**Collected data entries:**
PR #572, opened 2019-04-05
[Ansible] Job uses GIT module to clone roles

UXabre:
Currently a git command is being executed, which causes the clone to fail if the roles folder is not empty; however, when running this as a recurring job, this fails after the first attempt.

By using the built-in GIT module, this problem seems to be fixed

### DIFF
--- a/job_templates/ansible_roles_-_install_from_git.erb
+++ b/job_templates/ansible_roles_-_install_from_git.erb
@@ -15,6 +15,11 @@ template_inputs:
   description: For example, '/etc/ansible/roles/foobar' . Look at '/etc/ansible/ansible.cfg'
     roles_path option to find what is your roles_path
   advanced: false
+- name: force
+  required: false
+  input_type: user
+  description: If yes, any modified files in the working repository will be discarded.
+  advanced: true
 provider_type: Ansible
 kind: job_template
 model: JobTemplate
@@ -23,6 +28,7 @@ model: JobTemplate
 ---
 - hosts: all
   tasks:
-    - command: git clone <%= input('git_repository') %> <%= input('location') %>
-      register: out
-    - debug: var=out
+    - git:
+        repo: <%= input('git_repository') %> 
+        dest: <%= input('location') %>
+        force: <%= input('force').present? ? input('force') : 'no' %>


ares:
I suppose the force=yes does the trick, though is that safe/expected behavior? doesn't it override existing data?

this is what documentation says 

```
If yes, any modified files in the working repository will be discarded. Prior to 0.7, this was always 'yes' and could not be disabled. Prior to 1.9, the default was `yes`
```

I suppose there's a good reason they switched it to no.

ares:
perhaps we could make this a template input to give user an option?

UXabre:
Hey @ares, actually a good point, safest would be to actually keep the default of no.
I'll add this as template input but default to no. (but after reading you comment, I completely loathe my original decision to set force to "yes")

job_templates/ansible_roles_-_install_from_git.erb
```diff
@@ -15,6 +15,11 @@ template_inputs:
   description: For example, '/etc/ansible/roles/foobar' . Look at '/etc/ansible/ansible.cfg'
     roles_path option to find what is your roles_path
   advanced: false
+- name: force
+  required: false
+  input_type: user
+  description: If yes, any modified files in the working repository will be discarded.
+  advanced: true
```
ares, line 22: Probably would be also good to specify options yes,no. I think if you set no as first, it will be default value

job_templates/ansible_roles_-_install_from_git.erb
```diff
@@ -23,6 +28,7 @@ model: JobTemplate
 ---
 - hosts: all
   tasks:
-    - command: git clone <%= input('git_repository') %> <%= input('location') %>
-      register: out
-    - debug: var=out
+    - git:
+        repo: <%= input('git_repository') %> 
+        dest: <%= input('location') %>
+        force: <%= input('force').present? ? input('force') : 'no' %>
```
ares, line 34: We could just paste input('force') here if you decide to specify options, see above

ares (commented):
One more suggestion, but looks better now :-)

job_templates/ansible_roles_-_install_from_git.erb
UXabre: ah yes, forgot those values. However, from looking in the UI, there doesn't seem to be a way to set a default value (which is a shame :-( ), this is what caused me to add a fallback value to the input('force') below.

But perhaps, there's a way to set a default out of my knowledge?

ares: There's no way to set default and yes, it's a shame :-) the only reasonable option is to specify options, with first being the preselected one. I moved the [tracking issue](https://projects.theforeman.org/issues/11367) from REX to core, it shouldn't be too complicated to add.

UXabre: Hey @ares! Great, will look into that one first and come back to this once merged, if that is okay for you?

ares: That would be awesome, feel free to ping me in that PR directly :-)

ares: @UXabre, the default value was added in Foreman 1.24, I think this was the last thing to finish this PR, could you please add that? since `input('force')` will now always contain the value, the comment below still holds

ares (changes requested):
switching to waiting on contributor, however very little is missing now to get this in, it's no longer blocked on core functionality

job_templates/ansible_roles_-_install_from_git.erb
UXabre: Allright! Let me read up on this default value and finish this template! Thanks for following up!

tbrisker:

PR #573, opened 2019-04-05
Update report template inputs metadata

ares:
This improves input value types definition, on seed, the type will be correctly updated. This should go to 1.22 templates.


ares:
To test: simply sync templates to your Foreman, run rake db:seed, try to generate templates, modified inputs should be either displaying auto complete searches :-)

tbrisker (approved):
code-wise looks reasonable, did not test

ezr-ondrej (approved):
Tested and works, I believe this is the best we can do for now :)

PR #574, opened 2019-04-06
Adding hostname parameter

donnydavis:
CoreOS Cloud Config was missing the hostname parameter, so they all come up as localhost without this parameter


ekohl (approved):

mmoll:
merged, thanks @donnydavis!

PR #575, opened 2019-04-06
Preseed ignore drives marked 'removable'

damonmaria:
Use `dmesg` to find drives marked as removable. This may not be bulletproof or future-proof but if the `dmesg` messages aren't what we are looking for then we are simply in the same situation we were before this PR. 

In my testing of this with Ubuntu 18.04 it correctly ignores both USB sticks and the 'virtual floppy' that Intel AMT creates, both of which the old code of picking the first of `list-devices disk` tried to installed to.

Also makes `grub-installer/bootdev` consistent with `partman-auto/disk`. At the moment (and I have experienced this) GRUB can attempt to be installed on a removable disk using `grub-installer/bootdev string default` and I would think the default should be the boot disk is the same one as the partitioned disk. One niggle I have with this is moving a `grub-installer` command inside the partitioning template which previously was only `partman` commands. But maybe for this setting it makes sense?

### DIFF
--- a/partition_tables_templates/preseed_default.erb
+++ b/partition_tables_templates/preseed_default.erb
@@ -18,11 +18,9 @@ oses:
 d-i partman-auto/disk string <%= host_param('install-disk') %>
 d-i grub-installer/bootdev string <%= host_param('install-disk') %>
 <% else -%>
-# Use the first detected hard disk not detected as removable
+# Use the first detected hard disk
 d-i partman/early_command string \
-  IGNORE_LIST="$(mktemp)"; \
-  dmesg | grep -io "\[[a-z]\+].*removable" | sed -r "s/\[([^]]+).*/\/dev\/\1/" > "$IGNORE_LIST"; \
-  INSTALL_DISK="$(list-devices disk | sort - "$IGNORE_LIST" "$IGNORE_LIST" | uniq -u | head -n1)"; \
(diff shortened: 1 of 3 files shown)


mmoll:
@damonmaria Could you open a separate PR for the `bootdev` change?

I think parsing `dmesg` is way too error-prone... I there maybe another command or some flag in `/sys` to tell, if a device is removable?

damonmaria:
@mmoll I can do the `bootdev` change separately. I'm new to PRs but presume this PR then be based on the `bootdev` one, as they will conflict a lot. 

Yes, I agree, I can totally see how parsing `dmesg` would be unreliable. But if this 'fails' then it will naturally fallback to picking the first drive, just as it does now. So in that way it will improve device selection in some (most?) situations, and degrade it in none. Although I guess it may be possible to have something in `dmesg` of the form `[sda] removable: false` which would trip this up. Hmmm....

Through `/sys` you can accurately figure out if a drive is removable or not (e.g. `/sys/block/sdb/removable` contains `1`) and I originally wrote this up to use that. But it seems that this `sys` info isn't there at the time `d-i partman/early_command` is run. That's as far as I could tell when it failed to work.

damonmaria:
At the request of @mmoll I've extracted the `bootdev` change from this into #584. I can resubmit this PR if needed for a nicer commit history.

PR #577, opened 2019-04-11
Fixes #26587 - improve performance of registered hosts report

ares:
Problem arises when user filters by hosts using google-like syntax e.g. "dell". Performance is good if they use "name ~ dell" or don't use the filter at all. But this is quite common. It also consumer a lot of memory. Removing the inclusion of applied rpms didn't have significant performance impact on other filtering.

### DIFF
--- a/report_templates/registered_hosts.erb
+++ b/report_templates/registered_hosts.erb
@@ -13,7 +13,7 @@ require:
 - plugin: katello
 ￼ version: 3.9.0
 -%>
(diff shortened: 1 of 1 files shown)


lhellebr:
I can confirm this makes the query much faster (20 minutes vs almost immediately). Also, the result is correct. There may be more fields worth omitting but for now, I consider the issue fixed.

lhellebr (approved):

tbrisker (approved):
Thanks @ares !

PR #580, opened 2019-04-15
Discovery template nesting fixed

lzap:
I noticed during core branching review that discovery is incorrectly nested. This fixes it.


tbrisker (approved):
Thanks @lzap !

PR #581, opened 2019-04-15
Removed snippet in snippet

lzap:
It was causing issues for renderer tests, I think I will keep it like this it's no big deal how discovery is added this is clean enough as well.


tbrisker (approved):
Thanks @lzap !

PR #583, opened 2019-04-18
Default roles install into /etc/ansible/roles

xprazak2:
@lpramuk, would this be ok?


ares:
Thanks @xprazak2, merging!

PR #584, opened 2019-04-29
Apply preseed grub-installer/bootdev in partition template

damonmaria:
At the moment `partman-auto/disk` and `grub-installer/bootdev` can end up pointing to different drives. This change moves setting `grub-installer/bootdev` into the preseed partition templates so it is consistent with how `partman-auto/disk` is calculated.

A potential issue with this is that users who have existing custom partition templates might now be missing the `d-i grub-installer/bootdev ...` setting (as it's no longer in the default provisioning template). I'm not sure how best to handle that. One possibility is to leave the setting of `d-i grub-installer/bootdev` in the default provision but I'm not sure how preseed will handle it being set again (and through `d-i partman/early_command`) in the partition template.

This was extracted from #575 at the request of @mmoll

### DIFF
--- a/partition_tables_templates/preseed_default.erb
+++ b/partition_tables_templates/preseed_default.erb
@@ -16,9 +16,13 @@ oses:
 
 <% if host_param('install-disk') -%>
 d-i partman-auto/disk string <%= host_param('install-disk') %>
+d-i grub-installer/bootdev string <%= host_param('install-disk') %>
 <% else -%>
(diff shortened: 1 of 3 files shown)


mmoll:
Existing non-default templates are always a problem, so nothing new here... :boom:

mmoll (approved):

mmoll:
merged, thanks @damonmaria!

PR #585, opened 2019-05-01
Fixes #26715 Append static arg back to provision URL

Rohan21Lobo:
Seems it was fine earlier but got affected in https://github.com/theforeman/community-templates/commit/f4225ecf9f90774180d1e0e0e46c236956ce3333


lzap:
Thanks, merge.

PR #674, opened 2019-12-25
Adapt script to work with WIMan

UXabre:
WIMan offers additional optimizations for creating WIM images. To have the best result (and the least amount of configuration) and additonal manifest "images.ini" should be deployed on the server.

However, as not everybody will notice this and chances that somebody has embedded WIMaging in their workflow are real it will fallback to downloading the regular install.wim in case the images.ini file hasn't been found


UXabre:
Friendly reminder for a review :-) Having this in the templates will drastically improve ease of use for windows installation

ekohl:
Does this depend on anything in core or can we merge this now?

UXabre:
Hey! No core dependency; should be all good :-) thanks for checking this out!

ekohl (approved):
I have very little knowledge of Windows provisioning, but it looks correct and I trust you've done your research/testing. Given how little Windows provisioning reviewers we have I'm going to merge this now and if there's comments, they can be sent as new PRs.

PR #675, opened 2020-01-04
Fixes #28637 - set minimal headers for empty reports

ares:
When the report does not render any row, resulting file does not have
any headers. This can be confusing for users, so render_headers macro
was added. It should specify column names that user should always see.
In case some columns are added dynamically, and report_row adds some
additional columns, they are added on demand. Meaning, if we iterate
over some data, new columns can be still added.

### DIFF
--- a/report_templates/ansible_inventory.erb
+++ b/report_templates/ansible_inventory.erb
@@ -114,6 +114,7 @@ require:
 - plugin: katello
   version: '3.9.0'
 -%>
+<%- report_headers 'id', 'name' -%>
 <%- content_attrs = input('Content Attributes') == 'yes' %>
 <%- interface_includes = [:subnet] %>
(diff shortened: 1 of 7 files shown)


ares:
Could someone take a look please? It may easily get out of date. It's pretty much safe change I believe.

ares:
Anyone? This is ultra safe and IMHO very useful.

ekohl (approved):
How does it deal with a mismatch between the headers and row reporting? Does it add a column? Silently drop it?

ares:
good question and probably poor explanation in the first comment :-)
e.g.
```
report_headers :a, :b: 
report_row a: 1, b: 2, c: 3
```

will result in all a,b,c columns, however if report_row is not called e.g. no object is found, the empty report will only contain a,b columns, therefore we should define report_headers only for columns that are always present

ekohl:
That looks like how I'd expect it

PR #677, opened 2020-01-13
Add Windows GPT EFI partition table

canihavethisone:
This partition table creates GPT EFI partition and the Windows Recovery Environment (WinRE) partition, so that a new install places the recovery media there instead of on the primary partition.

Correct IDs are applied to mark partitions thus.


lzap:
Hello, thanks and sorry for the delay. I haven'ŧ tested this but since we have similar template and this is an alternative, I am merging. Syntax-wise looks good AFAIR Windows batch language :-)

PR #678, opened 2020-01-15
Refs #28768 - update templates to start with metadata

ares:


ares:
The core PR has been merged, this one should get in too to keep consitency between what we seed and what is exported, cc @tbrisker

ekohl (approved):

ares:
thank you :-)

PR #679, opened 2020-01-17
Fixes #28782 - complete compare ch report template

waldirio:
The complete code with all changes made before. At this time, using the correct branch also issue on redmine.

### DIFF
--- a/report_templates/host_compare_content_hosts_packages.erb
+++ b/report_templates/host_compare_content_hosts_packages.erb
@@ -1,0 +1,55 @@
+<%#
+name: Host - compare content hosts packages
+snippet: false
+template_inputs:
+- name: Host 1
+  required: true
+  input_type: user
+  advanced: false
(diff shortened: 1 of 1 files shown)


lzap (approved):
Thanks.

ares:
@lzap, this was I believe not ready, see the comment in https://github.com/theforeman/community-templates/pull/670#issuecomment-574812971, I think @waldirio opened this but forgot to link the old PR.

So we need to get https://github.com/theforeman/foreman/pull/7361/files in, the `version` macro does not exist yet in core. Also this template may change based on the comments in this PR.

lzap:
I am going to get the template fixed, sorry about that!

lzap:
I have rewritten this from scratch, but this is flawed - this cannot be done at the moment. We don't have RPM versioning scheme implementation in Ruby yet.

PR #680, opened 2020-01-17
Fixes #28784 - Updating nomenclature of each file

waldirio:
Updating nomenclature of each file for better customer presentation. Once we will be creating a huge number of reports, will be easy when the customer order by `Name`.

### DIFF
--- a/report_templates/ansible_inventory.erb
+++ b/report_templates/ansible_inventory.erb
@@ -1,5 +1,5 @@
 <%#
-name: Ansible Inventory
+name: Ansible - Ansible Inventory
 description: This template has a special meaning and should not be renamed.
 snippet: false
 template_inputs:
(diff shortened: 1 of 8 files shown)


lzap (approved):
Thanks, apologies for late reply. Looks good to me @ares ...

ares:
@lzap, this renamed many templates however didn't rename file names. Also when we'll seed these new names, many templates will be duplicated, once under their old name, second with new name. I assume you'll follow up with a migration in core that will drop old templates. Also I think template files should be renamed in this repo. Renaming Ansible Inventory to Ansible - Ansible Inventory will also require change in foreman_ansible, but I'll take care of it for you.

lzap:
@ares is file naming convention a real requirement? I don't like those `_-_` so if that does not need to be exact, I can make some more resonable file naming convention.

ares:
I think it is. If you import/export templates using foreman_template, you don't want export to save templates under a different name than from which you imported them.

lzap:
Migration pending review, I will rename the filenames in another PR here.

lzap:
And the PR is up.

PR #682, opened 2020-01-18
Fixes #28797 - fix subscription qty in entitlement report

snagoor:
As per the current implementation of entitlement report Quantity shown here https://github.com/theforeman/community-templates/blob/7c2ee7a486a534ca54e4f37173778f5134ff3cc5/report_templates/entitlements.erb#L28 is the total quantity of that specific subscription from the Pool.

It is required to show the quantity **consumed** not the over-all quantity of the Subscription pool.


tbrisker:
closing in favor of #684, Thanks @snagoor !

PR #684, opened 2020-01-27
Fixes #28797 - Add consumed into entitlements report

xprazak2:
Needs https://github.com/Katello/katello/pull/8542


ares (changes requested):
we need to bump katello version to 3.16 I believe

xprazak2:
Updated.

tbrisker (approved):
makes sense, thanks @xprazak2 !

**WORK TO BE COMPLETED:** Would you please copy exactly the part of the entries above that begins at the line containing "-18,11 +18,9 @@" and ends at the line containing "Yes, I agree, I", both lines included?

**TASK RESULT:**
@@ -18,11 +18,9 @@ oses:
 d-i partman-auto/disk string <%= host_param('install-disk') %>
 d-i grub-installer/bootdev string <%= host_param('install-disk') %>
 <% else -%>
-# Use the first detected hard disk not detected as removable
+# Use the first detected hard disk
 d-i partman/early_command string \
-  IGNORE_LIST="$(mktemp)"; \
-  dmesg | grep -io "\[[a-z]\+].*removable" | sed -r "s/\[([^]]+).*/\/dev\/\1/" > "$IGNORE_LIST"; \
-  INSTALL_DISK="$(list-devices disk | sort - "$IGNORE_LIST" "$IGNORE_LIST" | uniq -u | head -n1)"; \
(diff shortened: 1 of 3 files shown)


mmoll:
@damonmaria Could you open a separate PR for the `bootdev` change?

I think parsing `dmesg` is way too error-prone... I there maybe another command or some flag in `/sys` to tell, if a device is removable?

damonmaria:
@mmoll I can do the `bootdev` change separately. I'm new to PRs but presume this PR then be based on the `bootdev` one, as they will conflict a lot. 

Yes, I agree, I can totally see how parsing `dmesg` would be unreliable. But if this 'fails' then it will naturally fallback to picking the first drive, just as it does now. So in that way it will improve device selection in some (most?) situations, and degrade it in none. Although I guess it may be possible to have something in `dmesg` of the form `[sda] removable: false` which would trip this up. Hmmm....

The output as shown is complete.